Process Supervisor (src/supervisor/)

Two backends behind the ServiceManager trait:

PactSupervisor (default):

  • Direct process management via tokio::process::Command
  • cgroup v2 isolation: creates /sys/fs/cgroup/pact.slice/<service>/ per service
  • Memory limits, CPU quotas via cgroup controllers
  • Health checks: process alive + optional HTTP/TCP endpoint check
  • Restart with exponential backoff (configurable per service)
  • Dependency ordering from service declarations in vCluster overlay
  • Zombie reaping: pact-agent sets PR_SET_CHILD_SUBREAPER
  • stdout/stderr capture via pipes → pact log pipeline → Loki
  • Ordered shutdown: reverse dependency order, SIGTERM → grace period → SIGKILL

SystemdBackend (fallback):

  • Generates systemd unit files from vCluster service declarations
  • Start/stop/restart via D-Bus connection to systemd
  • Monitor via sd_notify protocol
  • Same ServiceManager trait — transparent to rest of pact-agent

Shell Server (src/shell/)

Replaces SSH. Listens on a gRPC endpoint (mTLS authenticated). Provides three RPC operations: exec (single command), shell (interactive session), and CollectDiag (structured diagnostic log retrieval).

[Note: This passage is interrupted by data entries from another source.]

PR #928, opened 2022-12-01
Reafactor table 

Maki44:
---
name: 'Pull request'
about: A new pull request
---

### Checklist

### Issue Description

### Solution Description

Most of the code is from the original Table just change the HTML structure I used table element.


packages/core/src/lib/TableNew/Helper.tsx
```diff
@@ -0,0 +1,80 @@
+export function paginate(
```
AbhinavMV, line 1: Please use the <Pagination/> component added to the kit.
It becomes difficult to maintain two separate components better to use the existing one, and add features to it if anything is needed 😄

packages/core/src/lib/TableNew/TableNew.stories.tsx
```diff
@@ -0,0 +1,224 @@
...
+    customTableMockData,
+} from './MockData';
+import { Loading } from '../Loading';
+import { color } from '@web3uikit/styles';
+import styled from 'styled-components';
+import { Skeleton } from '../Skeleton';
+
+import TableNew from './TableNew';
+export default {
+    title: 'Layout/TableNew',
```
AbhinavMV, line 20: This creates a new section that is not needed.
Please change this to `3.Layout/TableNew`

packages/core/src/lib/TableNew/TableNew.stories.tsx
```diff
@@ -0,0 +1,224 @@
...
+        [<TextStyled>0xe922879D89E3a8D2f2D51EC8590AEF13216f9E7a</TextStyled>],
+        [<TextStyled>0xe922879D89E3a8D2f2D51EC8590AEF13216f9E7a</TextStyled>],
+        [<TextStyled>0xe922879D89E3a8D2f2D51EC8590AEF13216f9E7a</TextStyled>],
+        [<TextStyled>0xe922879D89E3a8D2f2D51EC8590AEF13216f9E7a</TextStyled>],
+    ],
+    pageSize: 10,
+    noPagination: true,
+    cellPadding: '0px',
+    customTableBorder: '1px solid black',
+};
```
AbhinavMV, line 224: I would suggest adding a new story that shows how this new version solves the problems with the old one 😄 

It would also you understand if any more tweaks are needed.

packages/core/src/lib/TableNew/atoms/Loader.tsx
```diff
@@ -0,0 +1,33 @@
...
+const Loader: React.FC<TLoaderProps> = ({ customLoadingContent }) => {
+    return (
+        <DivSpinnerLoaderParent>
+            {customLoadingContent ? (
+                customLoadingContent
+            ) : (
+                <>
+                    <Loading
+                        spinnerType={'wave'}
+                        spinnerColor={'#B0B5BF'}
```
AbhinavMV, line 20: Please use color from styles package

packages/core/src/lib/TableNew/atoms/Loader.tsx
```diff
@@ -0,0 +1,33 @@
...
+                        size={6}
+                    />
+
+                    <Typography weight="400" variant="h3" color={'#B0B5BF'}>
```
AbhinavMV, line 24: Color from styles package please

packages/core/src/lib/TableNew/atoms/Pagination.tsx
```diff
@@ -0,0 +1,83 @@
...
+    | 'onPageNumberChanged'
+    | 'pageSize'
+>;
+interface IPaginationProps extends TTableProps {
+    pageNum: number;
+    tableData: (React.ReactNode | string)[][];
+    handleSetPageNumber: (pageNum: number) => void;
+}
+
+const Pagination: React.FC<IPaginationProps> = ({
```
AbhinavMV, line 22: Please use the existing pagination component.
folder path -> `core/src/lib/pagination`

packages/core/src/lib/TableNew/atoms/styles.ts
```diff
@@ -0,0 +1,137 @@
...
+    hoverBackgroundColor: props.hoverBackgroundColor,
+}))`
+    ${fonts.text}
+    box-shadow: 0 4px 10px rgba(48, 71, 105, 0.1);
+    background-color: ${(props) => props.tableBackgroundColor ?? color.white};
+    border-collapse: collapse;
+    width: 100%;
+    td,
+    th {
+        border-bottom: 1px #cee4f3 solid;
```
AbhinavMV, line 26: color from styles package please

packages/core/src/lib/TableNew/TableNew.tsx
```diff
@@ -0,0 +1,145 @@
...
+                header={header}
+                noPagination={noPagination}
+                pageNum={pageNum}
+                pageSize={pageSize}
+                alignCellItems={alignCellItems}
+                justifyCellItems={justifyCellItems}
+                cellPadding={cellPadding}
+                headerTextColor={headerTextColor}
+                headerBgColor={headerBgColor}
+                isScrollableOnOverflow={isScrollableOnOverflow}
```
AbhinavMV, line 120: functionality provided by `isScrollableOnOverflow` prop is missing.

image

packages/core/src/lib/TableNew/atoms/TableBase.tsx
```diff
@@ -0,0 +1,161 @@
...
+                                        ))}
+                                </DivTableCell>
+                            </th>
+                        ))}
+                    </tr>
+                </thead>
+                {!isLoading && (
+                    <tbody>
+                        {computeCurrentData().map((row, rowKey) => (
+                            <tr className={`${hover && 'hover'}`}>
```
AbhinavMV, line 119: please add a proper className to this component eg: `web3uikit-table-row`
This would give us the ability to customize outside of the kit too (might be needed for some complex use-case in admin)

Also we can remove `hover` prop.
Only `hoverBackgroundColor` should be ok. If hoverBackgroundColor has value we show that color else the default one.
What do you think ?

packages/core/src/lib/TableNew/index.tsx
```diff
@@ -0,0 +1,4 @@
+export { default as NewComp } from './TableNew';
+export type { TableNewProps } from './types';
+// above is boilerplate stuff
+// replace with your component & props
```
AbhinavMV, line 4: sorry about this but could you remove these two comments 🙈

AbhinavMV (commented):
Hey @Maki44,  nice work 
Sorry but got some comments 🙈

packages/core/src/lib/TableNew/Helper.tsx
Maki44: I didn't know, that there is a pagination component 🙈

BillyG83:
imma close this PR because we have a new responsive table in the works, but thanks for the effort @Maki44 you will always be part of the web3uiKit community 💚

PR #937, opened 2022-12-07
fix(Illustration, Modal, Selects, TextArea): remove dateNow error

BillyG83:
removing date now ID, tests all pass, i can not remember why i thought this was a good idea


AbhinavMV (approved):
LGTM 🚀 
Let's go

PR #944, opened 2022-12-12
fix(Select): traditional placeholder prop used

BillyG83:
Select with traditional mode was not using the placeholder


AbhinavMV (approved):
LGTM 🚀

Issue #951, opened 2022-12-14
[dropdown] align center and add justify content prop


dani69654:
The content should be aligned.
![Screenshot 2022-12-14 at 15 26 35](https://user-images.githubusercontent.com/60792849/207623730-6abaadb9-529e-486e-aee9-059de34305a5.jpg)

Add justify content prop so that the dropdown can look like this

![Screenshot 2022-12-14 at 15 34 31](https://user-images.githubusercontent.com/60792849/207623674-38927bae-d55c-4671-b000-696d30715ee9.jpg)

PR #954, opened 2022-12-14
enable center align for dpdw content + fix alignment

dani69654:
closes https://github.com/web3ui/web3uikit/issues/951

https://www.loom.com/share/8cbcb798db7f4156b998db424383f99e


AbhinavMV (commented):
Hey bro nice work 
Just have some questions
1. When the option with icon (eg: <icon> testnet) is selected, this is how it is displayed. Is this how it should be displayed? 🤔  
image

2. From the design in the issue I can see that even the dropdown arrow is centered. but not in the story. Maybe design was not updated not sure. 

If these two things are ok and no changes are needed to PR please go ahead and merge this @dani69654 🙌🏻

dani69654:
Hey @AbhinavMV , thanks for reviewing:

> When the option with icon (eg: testnet) is selected, this is how it is displayed. Is this how it should be displayed?
This is how it works now, not sure if it is correct, I did not work on that in this MR. If we don't like it we can surely change its behaviour.

> From the design in the issue I can see that even the dropdown arrow is centered. but not in the story. Maybe design was not updated not sure.

You are right, I missed that. On it, good catch

dani69654:
Screenshot 2022-12-15 at 10 01 39

AbhinavMV (approved):
LGTM 🚀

pact exec (single command):

Client → ExecRequest{node_id, command, args} → pact-agent
  → authenticate (OIDC token verification)
  → authorize: call PolicyService.Evaluate() on policy node (full OPA/Rego)
      if policy service unreachable: fall back to cached VClusterPolicy
      (role_bindings + whitelist only; two-person approval denied)
  → whitelist check (command in allowed set?)
  → classify (read-only or state-changing?)
  → if state-changing: go through commit window model
  → execute via fork/exec in restricted environment
  → stream stdout/stderr back to client
  → log command + output to journal

For exec, pact-agent controls the full command — it receives a command + args, validates against the whitelist, and fork/execs directly. No shell interpretation.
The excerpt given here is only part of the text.